Whistler Stories and Tips

Drinking and Dining on the Mountain(s)

Dude, Where's My Board? Photo, Whistler, British Columbia

With only three days to ski the vast offerings of the Whistler-Blackcomb extravaganza of trails, we didn't have the luxury of planning our runs to end up at the best restaurant on the hill at precisely 11:45am. Instead, we let fate and timing guide our decisions, and for the most part, were happy with our choices. One important word to the wise, though: start thinking about eating around 11am. You'll need time to find your way through the labyrinth of lifts and trails so you can plunk yourself on a food line before the real crowds get started. Do NOT ignore this advice, or you may end up eating outside under a snowfall like we did one unhappy day.

If you are, on the other hand, the plan-ahead type, then plan to end up at the Raven's Nest on Whistler at least once during your trip. This smallish lodge has a lot to offer, including an outdoor grill that was manned (womanned?) by two cute blondes with mysterious accents. That probably explains why my brother-in-law ended up on that line before the rest of us had even decided where we were eating. The grill had run out of veggie burgers, so I headed inside and found a limited but appetizing selection of salads, sandwiches, soups, and fresh baked desserts. I ordered corn chowder with a whole grain roll and brought it outside to eat. The chowder was fantastic: peppery, robust, and filling. We indulged ourselves with some tasty chocolate chip banana bread and chocolate chip M&M cookies as well. The highlight of lunch on the outdoor deck was a visit from the local skipjacks, daring birds that will swoop down and take offerings of bread and french fries right out of your hand! We had them repeat their trick several times in hopes of getting a good photo, but a slow shutter and a fast bird are not a photogenic couple.

Day Two found us at Rendezvous Lodge, a well-situated and enormous structure on Blackcomb with an equally huge selection of dining options. They have everything you would expect from slope-side cuisine and more, including Mexican offerings, barbeque, soup and chili bar, and a variety of salads and desserts. Unfortunately it gets intensely crowded, particularly in bad weather when the outdoor seating is no longer an option, so go early or don’t plan to eat sitting down!

We stopped by Merlin's one night to check out the bar scene and found ourselves timewarped back to freshman year frat parties, Canadian-style. Live music enlivened an already hopping bar scene in this two-story, typical ski chalet-style spot.
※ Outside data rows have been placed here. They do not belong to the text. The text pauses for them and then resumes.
PR #1236, opened 2016-12-12
Add open source projects to the About dialog

fieldOfView:
This PR adds a list of projects, their description and licenses to the About dialog, similar to how legacy had it (except this PR adds an actual hyperlink).

The list of projects may have to be expanded, it could very well be that I missed some project(s).

### DIFF
--- a/resources/qml/AboutDialog.qml
+++ b/resources/qml/AboutDialog.qml
@@ -15,7 +15,7 @@ UM.Dialog
     title: catalog.i18nc("@title:window","About Cura")
 
     minimumWidth: 450 * Screen.devicePixelRatio
-    minimumHeight: 500 * Screen.devicePixelRatio
+    minimumHeight: 550 * Screen.devicePixelRatio
     width: minimumWidth
     height: minimumHeight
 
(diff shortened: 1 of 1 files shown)


thopiekar:
Thanks!

I personally find it correct and fair to add all the used projects into the about dialog, but I personally would only add projects, which are needed by the core.
For example Cura could be used without any usage of USB (PySerial) or network connection (Python-ZeroConf). If it was possible I would tend to give our the plugins the possibility to append entries to the dialog. So USB printing will add PySerial to this list unless it is activated, for example.

However, this is just an idea/improvement I see here. Apart from this I'm fine and think it is better then not to mention these projects.

Ghostkeeper:
Should we also include SIP?

Ghostkeeper:
When I try to pull this, it says there are "no common ancestors" and proceeds to download 50MB of commits, and then proceeds to refuse unrelated histories.

fieldOfView:
This seems to have been merged. Shall I close the PR?

Ghostkeeper:
Uh, yeah. I'd expect Github to show it as being "merged"...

Most tables sported a bowl overflowing with an enormous pile of multi-colored cheese-coated chips: the signature nachos. The local microbrew got a unanimous thumbs-down from the crowd, but my Keoke coffee was delicious. We stuck around for a few silly human tricks, like the 'free bucket of [our sponsor's] beer to the table that cheers the loudest' stunt, but watching the beer board contest put us over some sort of "I am too old for this" threshold. Some imaginatively depraved mind had dreamed up the idea of attaching a number of plastic cups to a snowboard, then lining people up on stage in front of them. A bottle of beer was placed in each cup, each would-be winner placed the mouth of the bottle between their lips, and the board was slowly tilted toward them, forcing them all to chug their beers at precisely the same rate. All well and good for the semi-pro beer guzzlers who had obviously done this before, but woe to the unsuspecting petite female who answered the cry of 'we need some women up here!' She foolishly took the stage with no idea of what was in store for her. Within seconds she was overwhelmed. The beer overflowed her mouth and poured all over her lacy black top and jeans. She looked near tears as the staff awarded the prize (more beer, naturally) to the guy on her left. We left the bar and went home.

After being forced out into the snow to eat lunch at Rendezvous the day before, we decided to ski all the way down to the village for lunch on our last day. To our surprise, the lunch choices were somewhat limited, particularly for those in noisy clanking boots. It's worth noting that some of the lunch options in the village are actually bars, so if you have kids with you, you can't eat there. Why, when I was a kid, I used to sit right AT the bar on weekends at brunch with my Dad ... but either the rules have changed, or Canada is just uptight. Anyway! Tex Corleone's was the place we staggered into. You'd think we would have learned a lesson about mixing cuisines at Gaitor's, but while the TexMex/Italian food was uniformly ordinary, we had plenty of room to spread out (a table for 10, to be precise!) with our very own fireplace at the end of it to warm up our wet gloves.